В силу такой текучести не удивительно, что с течением времени могла меняться и терминология – определения разных видов знати могли менять смысл и постоянно появлялись новые обозначения для лиц из nobility by service, стремившихся к выдвижению благодаря протекции правителя. Так, в англо-саксонской Англии гезитов (gesíťh) сменяют тэны (thegn). Изначально обоими словами обозначались приблизительно одни и те же лица – королевские слуги.
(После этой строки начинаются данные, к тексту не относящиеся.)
PR #635, opened 2019-09-12
Set shardkey in tchannel client

smb158:


runtime/context.go
```diff
@@ -41,6 +41,7 @@ const (
 	endpointKey           = contextFieldKey("endpoint")
 	requestUUIDKey        = contextFieldKey("requestUUID")
 	routingDelegateKey    = contextFieldKey("rd")
+	shardKey              = contextFieldKey("sk")
```
jacobgreenleaf: Needs helper like `WithShardKey`

smb158: 👍

PR #636, opened 2019-09-13
Add functionality to mock client interface with custom interface names

tejaswiagarwal:
This adds ability to mock custom interface names. The config files provide a map of importPath to interface name which is then used to mock. If the importPath does not contain a key, then the default value "Client" is used to mock.


examples/example-gateway/build.yaml
```diff
@@ -4,6 +4,9 @@ copyrightHeader: ./copyright_header.txt
 endpointConfig: ./endpoints
 genCodePackage: github.com/uber/zanzibar/examples/example-gateway/build/gen-code
 genMock: true
+clientInterfacesMock:
+  github.com/uber/zanzibar/examples/example-gateway/build/clients/contacts:
```
abhishekparwal: keeping it local to the client-config is better. And then you don't have to give an import path twice. this configuration should be captured in client-config.yaml.

codegen/post_gen_hooks.go
```diff
@@ -141,8 +141,16 @@ func ClientMockGenHook(h *PackageHelper, t *Template) (PostGenHook, error) {
...
-					mock, err := bin.GenMock(importPath, "clientmock", clientInterface)
+					clientInterfacesMap := h.GetInterfacesMap()
+					var mock []byte
+					var err error
+					// generate mock client, this starts a sub process.
+					// if an interfaces name is provided use that, else use "Client"
+					if val, ok := clientInterfacesMap[importPath]; ok {
+						mock, err = bin.GenMock(importPath, "clientmock", val)
+					} else {
+						mock, err = bin.GenMock(importPath, "clientmock", clientInterface)
```
abhishekparwal: AugmentMockWithFixture also takes a clientInterface though unused. either remove it from there or pass it.

codegen/package.go
```diff
@@ -63,6 +63,8 @@ type PackageHelper struct {
 	moduleSearchPaths map[string][]string
 	// defaultDependencies is a dictionary of glob patterns for default dependencies
 	defaultDependencies map[string][]string
+	// clientinterfacesList is a list of interfaces to mock for a given client
+	clientInterfacesMock map[string][]string
```
abhishekparwal: nit : comment -> its a map and not a list.

examples/example-gateway/build.yaml
abhishekparwal: add a client with a different interface name to test if mockable and if a fallback is not being used.

codegen/post_gen_hooks.go
```diff
@@ -141,8 +141,16 @@ func ClientMockGenHook(h *PackageHelper, t *Template) (PostGenHook, error) {
...
 
-					// generate mock client, this starts a sub process
-					mock, err := bin.GenMock(importPath, "clientmock", clientInterface)
+					clientInterfacesMap := h.GetInterfacesMap()
+					var mock []byte
+					var err error
+					// generate mock client, this starts a sub process.
+					// if an interfaces name is provided use that, else use "Client"
+					if val, ok := clientInterfacesMap[importPath]; ok {
+						mock, err = bin.GenMock(importPath, "clientmock", val)
```
abhishekparwal: nit: don't need to repeat the entire statement,

rather do like: 
```
if val, ok := clientInterfacesMap[importPath]; ok {
        clientInterface = val
} 

mock, err = bin.GenMock(importPath, "clientmock", clientInterface)

```

codegen/package.go
tejaswiagarwal: Done

examples/example-gateway/build.yaml
```diff
@@ -4,6 +4,9 @@ copyrightHeader: ./copyright_header.txt
 endpointConfig: ./endpoints
 genCodePackage: github.com/uber/zanzibar/examples/example-gateway/build/gen-code
 genMock: true
+clientInterfacesMock:
```
abhishekparwal: looks like forgot to remove this.

codegen/post_gen_hooks.go
```diff
@@ -140,9 +144,18 @@ func ClientMockGenHook(h *PackageHelper, t *Template) (PostGenHook, error) {
 					genDir := filepath.Join(buildDir, instance.Directory, "mock-client")
 
 					importPath := importPathMap[key]
+					customInterface := customInterfaceMap[key]
+
+					var mock []byte
```
abhishekparwal: nit: inline declaration was better

codegen/post_gen_hooks.go
```diff
@@ -91,16 +93,18 @@ func ClientMockGenHook(h *PackageHelper, t *Template) (PostGenHook, error) {
...
 			}
 
 			importPathMap[key] = importPath
+			customInterfaceMap[key] = customInterface
 
 			// gather all modules that need to generate fixture types
 			f := client.Config.Fixture
 			if f != nil && f.Scenarios != nil {
-				pathSymbolMap[importPath] = clientInterface
+				pathSymbolMap[importPath] = defaulClientInterface
```
abhishekparwal: here also we need to pass customClientInterface if present

examples/example-gateway/clients/contacts/client-config.yaml
```diff
@@ -9,5 +9,6 @@ config:
       - success
   idlFile: clients/contacts/contacts.thrift
   idlFileSha: '{{placeholder}}'
+  customInterface: Client
```
abhishekparwal: Change the Interface name to CustomClient to test if this code here works or nor. otherwise, we won't be able to distinguish between default and custom case.

codegen/post_gen_hooks.go
```diff
@@ -140,9 +144,18 @@ func ClientMockGenHook(h *PackageHelper, t *Template) (PostGenHook, error) {
 					genDir := filepath.Join(buildDir, instance.Directory, "mock-client")
 
 					importPath := importPathMap[key]
+					customInterface := customInterfaceMap[key]
+
+					var mock []byte
+					var err error
+					var clientInterface = "Client"
```
abhishekparwal: defaultInterface is a already a const in the file use that. 

moreover, override it above and use it in pathSymbolMap and create a clientInterfaceMap rather than customInterfaceMap and provide the overriden client value.

examples/example-gateway/build.yaml
tejaswiagarwal: Done!

examples/example-gateway/clients/contacts/client-config.yaml
tejaswiagarwal: I tested this locally and it works. As in, CustomClient for /contacts/ will not work since contacts is not a custom client, if it was, it would be generating the mock correctly.

codegen/post_gen_hooks.go
tejaswiagarwal: Done

examples/example-gateway/clients/contacts/client-config.yaml
abhishekparwal: testing locally is never enough. It needs continuous testing through tests to know if there is any regression in future.

PR #640, opened 2019-09-18
Allow query params on all Rest methods

argouber:
We previously limited query params to only GET requests. There is a clear need for other body-less methods like DELETE to have query params.  Using this opportunity to enable query params for all methods.

- Among other things, a few bugs fixed along the way (delete should not use body).
- Unit test added.
- Explicitly tagged query params in unit-tests

The previous implementation (PR #625) had issues which we backed out.  This is the redone fix.


codegen/method.go
```diff
@@ -278,30 +282,6 @@ func NewMethod(
 	return method, nil
 }
 
-func (ms *MethodSpec) scanForNonParams(funcSpec *compile.FunctionSpec) bool {
```
argouber: This method is unused.  Removing dead code.

examples/example-gateway/idl/clients/bar/bar.thrift
```diff
@@ -179,6 +193,18 @@ service Bar {
         zanzibar.http.status = "200"
     )
 
+    BarResponse argWithQueryParams(
+        1: required string name	(zanzibar.http.ref = "query.name")
+        2: optional string userUUID	(zanzibar.http.ref = "query.userUUID")
+        3: optional list<string> foo	(zanzibar.http.ref = "query.foo")
+        4: required list<i8> bar	(zanzibar.http.ref = "query.bar")
+        // TODO(argouber): Actually allow sets - preferably with go.tag of slice
```
argouber: Removed the optional field that was not being set in the test.  We need a good way to specify set in the query parameter.  Will do this in a separate PR

test/clients/bar/bar_test.go
```diff
@@ -1049,13 +1049,6 @@ func TestDeleteFoo(t *testing.T) {
 	bgateway.HTTPBackends()["bar"].HandleFunc(
 		"DELETE", "/bar/foo",
 		func(w http.ResponseWriter, r *http.Request) {
```
argouber: Delete should not be using the body.

codegen/method.go
```diff
@@ -1127,16 +1108,44 @@ func getQueryEncodeExpression(typeSpec compile.TypeSpec, valueName string) strin
...
 	var hasQueryFields bool
-	var stack = []string{}
+	var stack []string
+	isVoidReturn := funcSpec.ResultSpec.ReturnType == nil
 
 	visitor := func(
 		goPrefix string, thriftPrefix string, field *compile.FieldSpec,
 	) bool {
+		// Skip if there are no query params in the field or its components
+		// However, if by definition there is no request body, untagged fields are mapped to query-params
```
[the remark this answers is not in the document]
argouber: The comment could be clearer ...
By definition => GET/DELETE do not have body.  The reset do ... 
And the code makes the assumption that if a body is to be expected, the unannotated fields are in the body.
If not, they are to be found in the query params.

PR #641, opened 2019-09-18
add pascal lowercasing method

rpatali:
used elsewhere as lib func.

### DIFF
--- a/codegen/casing_test.go
+++ b/codegen/casing_test.go
@@ -32,6 +32,9 @@ var fixtures = map[string]string{
 	"aBCID": "aBCID",
 	"xUUID": "xUUID",
 	"Uuid":  "uUID",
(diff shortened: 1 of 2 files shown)


codegen/casing_test.go
```diff
@@ -0,0 +1,41 @@
...
+
+	"github.com/stretchr/testify/assert"
+
+	"github.com/uber/zanzibar/codegen"
+)
+
+var fixtures = map[string]string{
+	"aBCID": "aBCID",
+	"xUUID": "xUUID",
+	"Uuid":  "uUID",
```
argouber: Technically your first two cases are identical I think ... and you may want to add a multiword or mixed case stuff

rpatali: makes sense. Adding a few more examples.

Gesíth – более древнее обозначение (VII–IX вв.), оно исчезает тогда, когда складывается землевладельческая знать, а слой людей, зависимых от милостей правителя, стал обозначаться относительно более новым термином thegn (слуга, этимологически родственное древнерусскому тиун). Постепенно тэнами стали называть вообще знатных людей, а ещё позже, к XII в., тэны становятся частью класса рыцарей, для обозначения которых входит в употребление термин knight (родственное с немецким Knecht – слуга)[1067].